エイコサペンタエン酸(EPA)は医療用医薬品としては閉塞性動脈硬化症、高脂血症治療薬などの治療薬にもなっているが、認知症患者への投与で認知機能の改善効果も知られ、研究が進められている。一方、ドコサヘキサエン酸(DHA)は心臓病のリスク低減や、アルツハイマー病への効果が検討されている。肝油、ニシン、サバ、サケ、イワシ、ナンキョクオキアミなどはEPAやDHAを豊富に含み、食事で一定量を手軽に摂取できる栄養素でもある。

ウプサラ大学のBenedict C氏らは、EPAとDHAの摂取量により、高齢者の認知テストの点数、脳容積がこれらの脂肪酸の食事摂取量に影響されるかを前向きコホート研究により検討し、医学誌「Age (Dordr)」に報告(2012 Jul 13)した。EPAとDHAの摂取量は、認知機能の健康な70歳の高齢者252名(女性122名)に対し、7日間の食事プロトコルによって決定された。75歳で、参加者の広範囲な認知機能を検討し、MRIにより脳の容量を計測した。

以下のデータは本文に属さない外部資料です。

PR #151, opened 2021-08-11
Fixes and tweaks to recent falcon plugin

tom-pytel:
Some tweaks to #146

* Operation endpoint name gotten from url path instead of being whole URL.
* Added ignore by http method.
* Port of peer was incorrectly set from server port.
* Headers gotten directly from request object instead of parsing environment.
* Order of parameters in _handle_exception was wrong.
* HTTP parameters joined by comma instead of newline.
* The line "resp_obj = response.Response(ResponseOptions())" was just creating a new clean response without taking into account any errors from the current request, so errors like 404 were not marked as errors and returned with code 200.
* Replaced _sw_handle_exception with a direct wrap of call to handler just in case registered exception handlers suppress the exception.
* Added TagHttpStatusMsg.

### DIFF
--- a/skywalking/plugins/sw_falcon.py
+++ b/skywalking/plugins/sw_falcon.py
@@ -15,84 +15,65 @@
 # limitations under the License.
 #
 
-from skywalking import Layer, Component
+from skywalking import Layer, Component, config
 from skywalking.trace.carrier import Carrier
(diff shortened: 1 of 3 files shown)


tom-pytel:
This is good to go.

kezhenxu94 (approved):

性別や年齢で調整するモデルA、ライフスタイルで調整するモデルB、例えば収縮期血圧のような心血管因子により調整するモデルCにより仮説を立て検証した。その結果、いずれのモデルでもEPAとDHAの摂取が有意に脳容量、白質、灰白質などの容量や認知機能を向上させる結果は得られなかった。

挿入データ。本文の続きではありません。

PR #152, opened 2021-08-11
Remove HTTP basic auth credentials from log, stacktrace, segment

Superskyyy:
- Removes HTTP basic auth `user:pw` from span - `peer` `url` and `log` in http client libs
- Removes HTTP basic auth `user:pw` from log and tracebacks in log reporter
- Adds support for an extra configuration - `cause_exception_depth` which limits the stacktrace depth (align with Java agent)
- Updates some doc and config naming.

- Tested working for (requests, urllib3, urllib.request, aiohttp) under various settings, only two needs span fix.

Fixes https://github.com/apache/skywalking/issues/6018

### DIFF
--- a/CHANGELOG.md
+++ b/CHANGELOG.md
@@ -2,9 +2,15 @@
 
 ### 0.7.0
 
-- New plugins
+- Feature:
+    - Support collecting and reporting logs to backend (#147)
+
+- New plugins:
     - Falcon Plugin (#146)
 
+- Fixes:
+    - Now properly removes HTTP basic auth credentials from segments and logs (#152)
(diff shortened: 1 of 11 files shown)


kezhenxu94:
Hi @Superskyyy , I saw you only update 2 http plugins to use the filters, did you check whether or not other http plugins need the same?

Superskyyy:
> Hi @Superskyyy , I saw you only update 2 http plugins to use the filters, did you check whether or not other http plugins need the same?

I checked the other two are fine, they seem to avoided that already. Also tested with some sample code.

以上の結果からBenedict C氏らは、「EPAとDHAの摂取は高齢者の認知機能の改善に繋がるかもしれないが、さらに患者の研究などで検証が必要だ」と述べている。本研究では健康な高齢者で検証しており、食事による摂取(低容量)では具体的な数字に繋がらなかったということで、認知機能の低下している人ではどうか、サプリメントのような中濃度のものではどうか、若いうちからのEPAとDHAを摂取する生活習慣が老齢期の認知機能に影響するか、などの疑問はまだ残り、今後の研究が期待される。(Medister 2012年7月17日)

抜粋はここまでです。